With the characterization of the classifiers, it was possible to create a series of inference rules and fuzzy sets, from which mathematical weights were defined for the classifiers according to their classification nature. Through this process, it was possible to know which classifier was the most appropriate to analyze the tweet.
The numerical values of the limits of the mathematical functions in the fuzzy sets were assigned using the Hill-Climbing optimization algorithm, which improved the polarity result delivered by SentiFuzzy.
This first version of the SentiFuzzy algorithm evaluates the tweet based on only five attributes: tweet size, number of emoticons, presence of hashtag, elongations, and contractions.

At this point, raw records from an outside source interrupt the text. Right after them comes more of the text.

PR #295, opened 2023-08-07
fix snapshot check

pjfanning:
problems with #294 
* I added a stray `"` into the regex
* the Group match has to handle 3 extra subgroups that the regex change brings in
  * for `1.1.0-M0+22-4f570ea2-SNAPSHOT`, the 3 extra subgroups are `-M0`, `-M`, `0`
  * if there is no `-M0` (or `-RC0`), the extra subgroups are all null
* the sorting will do for now but it doesn't take into account whether the tag is M or RC and there are other problems
* I did play around with sbt.librarymanagement.VersionNumber but it doesn't have a comparator (or scala.Ordering implementation).
  * I will try this again to see if I can create my own comparator for sbt.librarymanagement.VersionNumber
  * using this PR to get the build working for now
* I have tested these changes on my laptop

### DIFF
--- a/project/PekkoDependency.scala
+++ b/project/PekkoDependency.scala
@@ -99,7 +99,7 @@ object PekkoDependency {
     import scala.concurrent.Await
     import scala.concurrent.duration._
 
-    val snapshotVersionR = """href=".*/((\d+)\.(\d+)\.(\d+)(-(M|RC)(\d+))?\+(\d+)-[0-9a-f]+-SNAPSHOT)/""""".r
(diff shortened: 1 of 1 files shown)


mdedetrich (approved):
lgtm

mdedetrich:
> I will try this again to see if I can create my own comparator for sbt.librarymanagement.VersionNumber

Having an ordering number for a `VersionNumber` doesn't make sense in a library like sbt because its completely bespoke, different orgs have the option of making their own release strategies.

In any case I would recommend how we approach this problem in general because there are issues in just using the latest snapshot as is done now, i.e. the builds are not deterministic which can be especially problematic if you are checking out past versions of pekko-http (i.e. trying to disect/figure out a bug) and instead of resolving the pekko version at that time you are instead resolving a completely different modern version.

However, context situations, idioms, and sarcasm were not considered.
Preprocessing the tweet to normalize the message due to misspellings, use of elongations, jargon, hashtags, context, sarcasm, abbreviations, acronyms, and contractions could have directly influenced the polarity delivered by a specific sentiment classifier. The proposed algorithm did not perform data preprocessing since it analyzed the tweet as raw data, obtaining satisfactory and competitive results against the other classifiers and where an improvement in polarity accuracy was observed, both in the Accuracy and F-Score measures.
The solution approach proposed by SentiFuzzy enables thinking about different improvement options: 1) include more base classifiers; 2) define more or better attributes to characterize the classifiers; 3) automatically generate rules based on decision trees or Ripper-like coverage algorithms using data from running the algorithms with different datasets of tweets; and 4) evaluate other metaheuristics to optimize classifier weights.